The Artist/Hugo

Shut up. No, really, just be quiet for a minute. The cacophony that surrounds us in our daily lives is so out of control that we’re all going to end up like Pete Townshend, muttering “What?” everytime someone asks him about his generation. It’s gotten to the point where you can’t tell the difference between a real estate agent who’s on the phone closing a deal and the batshit crazy dude who’s walking down the street talking smack to himself, because the decibel level is about the same. We all need to just shut up for awhile.

Perhaps that is the reason that Hollywood came out this year with not one but two homages to the silent film. Hugo is a big budget, Martin Scorcese directed 3D extravaganza that starts out with an orphan who lives in a train station and ends up as a tribute to Georges Méliés, one of the first influential silent filmmakers. The other is not so much an homage as a complete recreation of the era; The Artist was on the top of many critic’s Top Ten Lists and just won a Golden Globe for Best Movie (Comedy or Musical).

Seeing a film after it has garnered rave reviews can be problematic, because your expectations are pretty high. I wanted to love The Artist; I expected to be blown away by it. And I did think it was an amazing accomplishment, as a loving tribute to a golden era of film. But that’s all it was for me. Why take all the talent and expertise involved in recreating this type of film and then have the script be a mashup of Singing in the Rain and A Star is Born? Why not apply the technique to something that not only pays homage to the period but also adds something new to the conversation, taking it to a whole new level? Yes, the performances were good and the sets spot on, but I found my attention wandering and I kept wondering when it was going to stop being a cliché. The final tap number was fun but frankly, the dog was the best thing about the movie. (Although in the category of Best Performance by a Jack Russell terrier, I’m going to have to give the award to Arthur, the little dog from Beginners. Now there was a performance!)

On the other hand, Hugo got my attention immediately with a gorgeous tracking shot that zoomed its way through the inner workings of a clock tower and left me gasping for breath at the sheer magnificence of the production design. I was a little worried because the swooping camerawork immediately made me queasy, but it was so beautiful that I decided I would keep my eyes open even if it meant sacrificing my lunch. Fortunately, things calmed down and I didn’t have to miss a minute of this gorgeous film.
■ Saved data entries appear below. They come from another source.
PR #304, opened 2018-10-19
III-2638: Cli command to validate place JSON-LD for import API

cyberwolf:


bertramakers:
Closing because it's a duplicate of the newer #328 (did not see this one before I made the new one).

PR #320, opened 2019-04-05
Remove install command

bertramakers:
~~⚠️  Do not merge until https://github.com/cultuurnet/udb3-silex/pull/319 has been merged AND the setup script(s) in udb3-vagrant have been updated to run the migrations instead of this custom install command.~~

Should be okay to merge if no problems pop up in review.


bertramakers:
@jdrieghe can you take a look at this instead please when you have some time? We recently started using the migrations for new installations, so that's why I've added this PR to remove the old install command. 

The actual schemas that this command uses are in `udb3-php` but I haven't removed those yet because there's some sqlite tests in there that still rely on them. We should also have those use the migrations once we can merge the code relevant to those tests into udb3-silex (or move the migrations to udb3-php if the relevant repository classes are shared among applications but I doubt that). But that's for later.

jdrieghe:
Looks good, none of this seems necessary anymore 👏.
Can you take a quick look at the conflict, @bertramakers ?

PR #327, opened 2019-05-23
Merge the udb3-export library into udb3-silex

bertramakers:
### Changed

- Moved the separate udb3-export library to udb3-silex itself for easier development

----------------------

This library is only used by udb3-silex according to packagist. Moving it to a subdirectory in udb3-silex and having composer symlink it as a dependency is the first step into merging it with the actual code in udb3-silex and removing alltogether it as a composer dependency.


bertramakers:
I've archived https://github.com/cultuurnet/udb3-export now that this has been merged.

PR #329, opened 2019-06-06
III-2943 Remove dashboard and place lookup endpoints and services

bertramakers:
The `/user/offers/` endpoint that is also deleted with this PR was not in use in the front-end app and was just a duplicate of `/dashboard/items`. It was implemented to clean up the endpoint names but never actually used. See https://jira.uitdatabank.be/browse/III-2177


bertramakers:
Marked as `DNM` until we've tested the switch to SAPI3 and removed the feature toggles from the front-end.

PR #332, opened 2019-07-10
Consume NewsArticleAboutEventAdded messages

bertramakers:
~~Still requires actual config and bootstrapping~~.


src/Curators/NewsArticleProcessManager.php
```diff
@@ -0,0 +1,54 @@
...
+            call_user_func([$this, $handlerMethodName], $payload);
+        }
+    }
+
+    private function handleNewsArticleAboutEventAdded(NewsArticleAboutEventAdded $newsArticleAboutEventAdded): void
+    {
+        $this->commandBus->dispatch(
+            new AddLabel(
+                $newsArticleAboutEventAdded->getEventId()->toNative(),
+                new Label('curatoren', false)
```
jdrieghe: Should we make factory methods for these labels? `Label::curators()` or something?

bertramakers: - [ ] Move to `private` constant

tests/Curators/Events/NewsArticleAboutEventAddedJSONDeserializerTest.php
```diff
@@ -0,0 +1,61 @@
...
+use ValueObjects\StringLiteral\StringLiteral;
+
+final class NewsArticleAboutEventAddedJSONDeserializerTest extends TestCase
+{
+    /**
+     * @var NewsArticleAboutEventAddedJSONDeserializer
+     */
+    private $deserializer;
+
+    public function setUp()
```
jdrieghe: Nitpicking here, but I think the setUp method in `TestCase` is `protected`. There's no point in loosening the access level.

PR #335, opened 2019-07-17
III-2973 - set calendarinfo on reports to small view

brampauwelyn:
### Changed
- Changed calendar view on reports to small, instead of large


bertramakers:
Hey @brampauwelyn! Is there a reason the `composer.lock` file was updated with this change? I'm assuming this was an accident. Can you revert this please? Thanks!

bertramakers:
@brampauwelyn thanks for taking the time to revert the `composer.lock` file. I noticed in the build output that some tests are failing now, but for some reason the build is still green. Can you fix these tests (should be pretty straightforward) while I check why the build was green with failing tests?

bertramakers:
> while I check why the build was green with failing tests?

Should be fixed in this PR: https://github.com/cultuurnet/udb3-silex/pull/343

jdrieghe:
Since it was fairly trivial, I quickly fixed the test here. Good to merge now 👍

PR #1936, opened 2024-12-10
III-6438 Change UUID to Uuid

grubolsch:
### Changed

Changed capitalisation of one class `UUID` to `Uuid` to make it more consistent with other DTO's like `Id`.
This pr seems larger then it is. ;-)

---


grubolsch:
Will pick this up in a seperate PR

PR #1940, opened 2024-12-11
III-6438 Add new phpstan rule to prevent ramsey namespace

grubolsch:
### Added

To enforce the refactor the use our own Uuid implementation instead of the Ramsey library provided one, I added a custom phpstan rule to verify that Ramsey is never imported.

This is the final PR for this ticket.
---

### DIFF
--- a/app/Phpstan/ForbiddenRamseyNamespaceRule.php
+++ b/app/Phpstan/ForbiddenRamseyNamespaceRule.php
@@ -4,6 +4,7 @@ declare(strict_types=1);
 
 namespace CultuurNet\UDB3\Phpstan;
 
+use CultuurNet\UDB3\Model\ValueObject\Identity\Uuid;
 use PhpParser\Node;
 use PhpParser\Node\Stmt\Use_;
 use PHPStan\Analyser\Scope;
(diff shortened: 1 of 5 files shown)


phpstan/ForbiddenRamseyNamespaceRule.php
```diff
@@ -0,0 +1,41 @@
...
+
+    public function processNode(Node $node, Scope $scope): array
+    {
+        foreach ($node->uses as $use) {
+            if (! str_contains($use->name->toString(), 'Ramsey')) {
+                continue;
+            }
+
+            $filePath = $scope->getFile();
+            if (str_ends_with($filePath, 'src/Model/ValueObject/Identity/Uuid.php')) {
```
LucWollants, line 27: If the Uuid file is moved this will break. Is it not possible to add and ignore comment?

grubolsch: good idea, lets see...

grubolsch: it works!

app/Phpstan/ForbiddenRamseyNamespaceRule.php
```diff
@@ -0,0 +1,40 @@
...
+        }
+
+        foreach ($node->uses as $use) {
+            if (! str_contains($use->name->toString(), 'Ramsey')) {
+                continue;
+            }
+
+            return [
+                sprintf(
+                    'The "Ramsey" namespace is not allowed in file: %s, please us CultuurNet\UDB3\Model\ValueObject\Identity\Uuid',
```
LucWollants, line 32: Nit: use `Uuid::class`?

PR #1942, opened 2024-12-13
III-6213 Update history projector fields

grubolsch:
### Changed
- Add `clientId` and `clientName` fields
- Add new keys in case old ones are missing because of postponed replay
- Cleanup some other leftover references of auth0, all internal variables, should not result in behavior changes.

---

Ticket: https://jira.uitdatabank.be/browse/III-6213


grubolsch:
This can only be merged after the field is also changed in the frontend.

LucWollants:
> This can only be merged after the field is also changed in the frontend. See ticket [III-6443](https://jira.publiq.be/browse/III-6443)

The ticket contained an approach to make the changes independent between backend and frontend. First, add the new field and keep the old field in the backend. Then, modify the frontend to use the new field.

Also, take into account that a replay will be needed to fix this unless we also work with a class to convert the old name to the new name for old projections. Like we do for the JSON projections with the polyfil.

LucWollants:
> Main change is the metadata log of the event store will no longer have references to auth0.

This will not modify the metadata from the event store, that data was already independent from Auth0. What will change is the history projector which uses the existing metadata to create JSON fields. What is changed here are just the names of those fields.

PR #1951, opened 2024-12-20
III-6453 Provide fallback when calendar type does not match sub event count

LucWollants:
### Changed
- Provided fallback when calendar type does not match sub event count

---
Ticket: https://jira.uitdatabank.be/browse/III-6453


src/Model/Serializer/ValueObject/Calendar/CalendarSerializer.php
```diff
@@ -87,6 +87,15 @@ function ($openingHourData) {
             );
         }
 
+        // There are cases where the calendar type does not match the number of sub events.
+        // For those cases the amount of sub events dictates the calendar type.
+        if ($calendarType->sameAs(CalendarType::single()) && count($subEvents) > 1) {
```
simon-debruijn, line 92: Wouldn't a better solution be creating new events in the event store to fix these events?

simon-debruijn (changes requested):

src/Model/Serializer/ValueObject/Calendar/CalendarSerializer.php
LucWollants: This code is used to read the JSON payload from the existing and new events inside the event store. The new events which are created with commands with better validation will have the correct structure.

simon-debruijn (approved):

Loyal readers know that I am not a big fan of 3D, but this one was worth the headache that usually follows. (This must have been a long film, because I noticed that the glasses left a dent in the bridge of my nose. Hopefully it’s not permanent.)
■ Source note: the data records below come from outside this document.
PR #1953, opened 2025-01-08
III-6456 cli search trailer

JonasVHG:
### Added

- `FindMatchingTrailersOnYouTube`: CLI-script to add matching trailers from YouTube to Kinepolis movies.

### Changed

- `ConsoleServiceProvider`: Register `FindMatchingTrailersOnYouTube`

### Note

- In a follow-up PR the trailerSearch within the KinepolisService will be removed, to have a clear separation of responsibilities.

---

Ticket: https://jira.publiq.be/browse/III-6456

### DIFF
--- a/app/Console/Command/AddMatchingTrailer.php
+++ b/app/Console/Command/AddMatchingTrailer.php
@@ -16,6 +16,7 @@ use CultuurNet\UDB3\Search\ResultsGenerator;
 use CultuurNet\UDB3\Search\ResultsGeneratorInterface;
 use CultuurNet\UDB3\Search\SearchServiceInterface;
 use CultuurNet\UDB3\Search\Sorting;
+use Google\Service\Exception as GoogleException;
 use Symfony\Component\Console\Command\Command;
 use Symfony\Component\Console\Input\InputInterface;
 use Symfony\Component\Console\Input\InputOption;
@@ -74,7 +75,12 @@ final class AddMatchingTrailer extends Command
 
         $results = $this->searchResultsGenerator->search($query);
         foreach ($results as $eventId => $result) {
-            $this->dispatchAddVideoCommand($eventId, $output);
+            try {
+                $this->dispatchAddVideoCommand($eventId, $output);
+            } catch (GoogleException $exception) {
+                $output->writeln($exception->getMessage());
+                break;
+            }
         }
 
         return 0;
--- a/app/Console/Command/AddMatchingTrailer.php
+++ b/app/Console/Command/AddMatchingTrailer.php
@@ -9,6 +9,7 @@ use Cake\Chronos\Chronos;
 use CultuurNet\UDB3\Json;
 use CultuurNet\UDB3\Kinepolis\Trailer\TrailerRepository;
 use CultuurNet\UDB3\Model\ValueObject\Identity\Uuid;
+use CultuurNet\UDB3\Model\ValueObject\MediaObject\Video;
 use CultuurNet\UDB3\Offer\Commands\Video\AddVideo;
 use CultuurNet\UDB3\ReadModel\DocumentDoesNotExist;
 use CultuurNet\UDB3\ReadModel\DocumentRepository;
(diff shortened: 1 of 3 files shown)


app/Console/Command/FindMatchingTrailersOnYouTube.php
```diff
@@ -0,0 +1,116 @@
...
+use CultuurNet\UDB3\ReadModel\JsonDocument;
+use CultuurNet\UDB3\Search\ResultsGenerator;
+use CultuurNet\UDB3\Search\ResultsGeneratorInterface;
+use CultuurNet\UDB3\Search\SearchServiceInterface;
+use CultuurNet\UDB3\Search\Sorting;
+use Symfony\Component\Console\Command\Command;
+use Symfony\Component\Console\Input\InputInterface;
+use Symfony\Component\Console\Output\OutputInterface;
+
+final class FindMatchingTrailersOnYouTube extends Command
```
LucWollants, line 23: It does more than just searching a movie on YouTube, it also adds a matching trailer. Maybe rename the class to something like `AddMatchingTrailer`?

Because an interface `TrailerRepository` is used it doesn't need to be bound to YouTube?

app/Console/Command/FindMatchingTrailersOnYouTube.php
```diff
@@ -0,0 +1,116 @@
...
+        $this->commandBus = $commandBus;
+        $this->searchResultsGenerator = new ResultsGenerator(
+            $searchService,
+            new Sorting('created', 'desc'),
+            100
+        );
+        $this->documentRepository = $documentRepository;
+        $this->trailerRepository = $trailerRepository;
+    }
+    public function configure(): void
```
LucWollants, line 49: Can use a newline

app/Console/Command/FindMatchingTrailersOnYouTube.php
```diff
@@ -0,0 +1,116 @@
...
+        SearchServiceInterface $searchService,
+        DocumentRepository $documentRepository,
+        TrailerRepository $trailerRepository
+    ) {
+        parent::__construct();
+        $this->commandBus = $commandBus;
+        $this->searchResultsGenerator = new ResultsGenerator(
+            $searchService,
+            new Sorting('created', 'desc'),
+            100
```
LucWollants, line 44: I would search more and catch the exception from the quota limit and then just stop?

app/Console/Command/FindMatchingTrailersOnYouTube.php
```diff
@@ -0,0 +1,116 @@
...
+        foreach ($results as $eventId => $result) {
+            $this->dispatchAddVideoCommand($eventId, $output);
+        }
+
+        return 0;
+    }
+
+    private function getQueryForMoviesWithoutTrailer(): string
+    {
+        return 'terms.id:0.50.6.0.0 AND videosCount:0 AND creator:' . Uuid::NIL;
```
LucWollants, line 75: Should we go back 1 week?

app/Console/Command/FindMatchingTrailersOnYouTube.php
```diff
@@ -0,0 +1,116 @@
...
+    }
+
+    protected function getDocument(string $id): ?JsonDocument
```
LucWollants, line 78: I think this can be private?

app/Console/Command/FindMatchingTrailersOnYouTube.php
JonasVHG: I'm not in favor to just catch the Exception. If we know the limit before, I think it's best to keep it in mind.

LucWollants: Also fine, but maybe make it an appconfig then?

app/Console/Command/AddMatchingTrailer.php
```diff
@@ -0,0 +1,127 @@
...
+        if ($count === 0) {
+            $output->writeln('Could not find any movies without trailer.');
+            return 0;
+        }
+
+        $results = $this->searchResultsGenerator->search($query);
+        foreach ($results as $eventId => $result) {
+            try {
+                $this->dispatchAddVideoCommand($eventId, $output);
+            } catch (GoogleException $exception) {
```
LucWollants, line 80: This is confusing that a dispatch would also throw a `GoogleException`, I think that indicates that finding the video should be a separate method from dispatching the actual command. The method `dispatchAddVideoCommand` does both the find and the dispatch but that is not clear from the name.

LucWollants (approved):

PR #1956, opened 2025-01-14
III-6465 defaultQuery when using a ClientId

JonasVHG:
### Changed

- `features/search/default-queries-config-file.feature`: Renamed to `features/search/default-queries-config-file-apikey.feature` and add clarification that's is only for `apiKeys`. 
- `default-queries-config-file-clientid.feature`: Acceptance tests for searching with a clientId that has a `defaultQuery`.

### Related PR

- https://github.com/cultuurnet/udb3-search-service/pull/330
- https://github.com/cultuurnet/appconfig/pull/924

---

Ticket: https://jira.publiq.be/browse/III-6465

### DIFF
--- a/features/search/default-queries-config-file-clientid.feature
+++ b/features/search/default-queries-config-file-clientid.feature
@@ -1,7 +1,7 @@
 @sapi3
 Feature: Test the Search API v3 default queries from the config file when using an clientId
 
-  # sapi3KeyWithConfigFileFilterForScherpenheuvel has a default filter with 'regions:nis-24134' in the config file
+  # test_client_with_default_search_query has a default filter with 'regions:nis-24134' in the config file
   Background:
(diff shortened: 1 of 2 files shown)


LucWollants (approved):

features/search/default-queries-config-file-clientid.feature
```diff
@@ -0,0 +1,59 @@
+@sapi3
+Feature: Test the Search API v3 default queries from the config file when using an clientId
+
+  # test_client_with_default_search_query has a default filter with 'regions:nis-24134' in the config file
```
LucWollants, line 4: Only one small remark, maybe we need to change the default query to make sure it is the client ID default query and not the API key default query?

JonasVHG: Good remark will do it like that.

The plot is your typical orphan boy on his own tries to find a place where he belongs, but at some point the whole movie swerves in a different direction and becomes a love letter to filmmaker George Méliés. The recreations of Méliés’s early films are just as authentic as the period reproduced in The Artist, yet Hugo approached these silents with a fresh sense of joy and wonder. Everything about this movie delighted me, from the sly Harold Lloyd references as Hugo hangs from the hands of the clock to the recurring image of out of control trains crashing into things. It also contains a truly hilarious 3D joke, as Sasha Baron Cohen’s gigantic nose pokes out into the audience as he is investigating a crime. Who knew that Martin Scorcese could direct a film this good without a bloody murder in a single frame? After it was over, I stood up in the theatre and shouted “Fuck” several times, just as a way of honoring him.

Now that these films are encouraging us not to talk in theaters, I’m hoping there will be a movie coming along that will get people to stop texting as well. Maybe Scorcese could direct that one, too, although it would be more effective if he went back to the style he used in The Departed or Goodfellas. Joe Pesci wants to know if you think texting is “funny”, and not funny like a clown, either.